El, girdiği bu yolla; tüm kötülüklerin inşacısı olmasıyla birlikte hep kötülüklere maruz kalmamızdaki çaresizliğe hitap eder. Kendisini bizdeki bu kaybetme korkusu üzerine bina eder. İmgelerle de bunu kontrol eder. İmgeler somuttan soyuta ve soyuttan somuta doğru olmakla yerine göre bir kullanımdır.

El’e göre olur adalet kavramı bunlardan biridir. Oysa herkese göre olukla kaybetmeme olan adalette vardı. El’in ilahi döneme göre kaybettiren bir süreç olması nedenle El kendine “Ben El Adl’ım diyordu. Oysa ilahi dönem, kendisine; adil olup olmamayı söyleme gereği bile duymuyordu.

Çünkü ilah adaletsiz olur yansıma durumlarına izin vermiyordu. El adaletsiz durumlara izin verdiği için “adilim” deme gereği duyuyordu. Biz; nasip, rızk, kader, takdir diyen El süreçleri dağılımlı öğrenilmiş çaresizliğimize bakaraktan; “herkesin ortak kullanımlı emeğinin toplumsal güç üzerinde paylaşımlar yapmasına bakarak; herkese göre olur ihtiyacın temin edilir olduğu dönem duruma, adalet diyorduk.

Yani aslan olmayan insana, aslan dememiz gibi adalet olmayan adaletsizliğe de adalet deyip aslında adaletsizlik üzerine yeni adaletsizliklere neden olur on binlerce tez yazmakla; tezlere adalet diyorduk.

El ile göze sürülmekle çekilen şey illüzyondu. İllüzyon emekler denkleşmeli eksen üzerinde toplumsal gücün kullanımı olan adaleti; mülkün temeli yapmakla, El göze ve akla illüzyon yapıyordu.

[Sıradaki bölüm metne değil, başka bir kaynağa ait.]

PR #3570, opened 2023-05-23
[FEATURE] Container specific progress CSV download

darrensiegel:
This satisfies https://eliterate.atlassian.net/browse/MER-2042, though it won't initially be available as a clickable link in the UX until we implement: 

https://eliterate.atlassian.net/browse/MER-2059


lib/oli_web/controllers/metrics_controller.ex
```diff
@@ -0,0 +1,26 @@
...
+      nil ->
+        OliWeb.StaticPageController.not_found(conn, params)
+
+      section ->
+        contents = Oli.Delivery.Metrics.progress_datatable_for(section.id, container_id)
+        |> Oli.Analytics.DataTables.DataTable.to_csv_content()
+
+        conn
+        |> send_download({:binary, contents},
+          filename: "progress.csv"
```
augusto1024, line 20: NIT: Perhaps we might want to append the section slug to the file name so it's easier to find?

lib/oli_web/router.ex
```diff
@@ -835,6 +835,12 @@ defmodule OliWeb.Router do
         :preview
       )
     end
+
+    get(
+      "/downloads/progress/:container_id",
+      MetricsController,
+      :download_container_progress
+    )
```
augusto1024, line 843: Since this is downloading a file, I don't think this is the best place to put this route. Maybe we can have it under the `/api` scope like some other endpoints we have?

```suggestion
    scope "/api/v1/sections/:section_slug"
      pipe_through([
        :browser,
        :delivery_and_admin,
        :maybe_gated_resource,
        :pow_email_layout
      ])
      
      get(
        "/:container_id/progress",
        MetricsController,
        :download_container_progress
      )
  end
```

augusto1024 (commented):
Looks good! Just left two minor comments

lib/oli_web/router.ex
darrensiegel: I don't think `/api` is the right place for downloading file routes, only since these routes all originate from direct user interaction (e.g. a button or a link in the UX is clicked to trigger it) as opposed to a piece of a client side typescript code invoking the endpoint.

augusto1024: Yes, you're right that we're invoking `/api` endpoints just from the client side. I still think it's a little bit weird that it's under the `/sections/:section_slug/instructor_dashboard` scope but maybe if we use it somewhere else in the future, we can move it then

augusto1024 (approved):

PR #3587, opened 2023-05-25
[MER-1944] Instructor level assessments settings

nicocirio:
[Link](https://eliterate.atlassian.net/browse/MER-1944) to the ticket
[Link ](https://docs.google.com/spreadsheets/d/1uEPyPyWxMAanRPB_9fl71nGvHezN9JgU1vC5Y3RlQvg/edit#gid=0) to the UX design

## TODOs
- [x] Add sort option for all columns
- [x] Improve assessment naming
- [x] Improve styling (for small devices)
- [x] Add tests

### DIFF
--- a/assets/css/table.css
+++ b/assets/css/table.css
@@ -59,3 +59,7 @@
 .instructor_dashboard_table tr:has(a[data-score-check='false']) {
   @apply bg-red-200 bg-opacity-20;
 }
+
+.instructor_dashboard_table td:has(div.highlight-exception) {
+  @apply bg-blue-100 rounded-md bg-opacity-50;
+}
--- a/assets/css/table.css
+++ b/assets/css/table.css
@@ -63,3 +63,7 @@
 .instructor_dashboard_table td:has(div.highlight-exception) {
   @apply bg-blue-100 rounded-md bg-opacity-50;
 }
+
+div:has(.instructor_dashboard_table) #header_paging {
+  @apply sticky left-0;
+}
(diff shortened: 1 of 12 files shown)


darrensiegel:
I did usage based testing, and just a brief cursory code review.  This is looking really good!

Some things I saw in using it:
1. When trying to access it via the link from Manage Section, I got an error `assign @title not available in template.`.  I worked around this by adding a `:title` assign in `settings_live.ex`
2. I really the like approach of the "frozen" first column and the horizontal scrollbar for the rest of the columns - as opposed to a more rigid "paging" implementation.  But I noticed that when i made my window very wide, the UI stopped increasing its width at a certain point and I still had to scroll to see everthing.  Maybe it would be best just to let this view go 100% width?
3. The sorting of columns does not seem to work

augusto1024 (commented):
Looks good to me! There's a small bug that we discussed offline, but otherwise great work 👏👏👏

darrensiegel (changes requested):
This looks really good.  

See the two fixes that I noted inline.

Also, when I try to change the "View Feedback" setting to "Scheduled", the modal dialog appears and I can pick a date and time and click "Save".  But, I noticed that then the setting for View Feedback back in the table doesn't display "Scheduled".  It remains as the previous value.  Only after clicking "Scheduled" again, then clicking "save" in the dialog does the value in the table display as "Scheduled"

darrensiegel (approved):

PR #3599, opened 2023-06-01
[BUG FIX] Handle activity to activity references on ingest [MER-2093]

darrensiegel:
The flowchart based adaptive page introduces activity to activity references via resource ids.  These have to be updated to their new resource ids after one exports a project with a flowchart page, then re-ingests. 

How to test this end to end:

1. Create a three screen, flowchart based adaptive page.
2. Export that project.
3. Using V2 ingest, ingest that zip file.
4. Verify that the links still exist between the three screens.


eliknebel:
Fixed by [#3619](https://github.com/Simon-Initiative/oli-torus/pull/3619)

El illüzyonu bu mantık içinde insanın düşünmesini öğretilmiş çaresizlikle de iğdiş ediyordu.

Neydi El mantığı? Adaleti mülkün temeli yapmaktı. Mülkte lütuf ve ihsanlarda bulunmakla kulluğun sadakatini ortaya koymaktı. Öğreti ve öğrenilmiş çaresizlik bu cümlelerin adım adım açılımı içinde olacaktı. Ne var ki sadakati durumlar, bıçağın kemiğe dayandığı yerde nankörlüğe dönüşüyordu! El "insanlar nankör oldular" diye kulun nankörlüğüne köpürür oluyordu.

El takdiriyle oluşan yoksullaşma süreci; El gibi olmanın varlıkla olma sürecine dönüşmesiyle isyanlar oluyordu. El bu asiliğe barbar bağırıyordu. Bu tür El anlayışlı nankörlüğe ve isyanlara karşı El’in, kendi varlığını ve kendi El mülkünü koruması için adalet gerekiyordu. El’e göre asilik olan süreç; kullara göre kutsal isyandı. Özgürlüktü. Adam olmaktı.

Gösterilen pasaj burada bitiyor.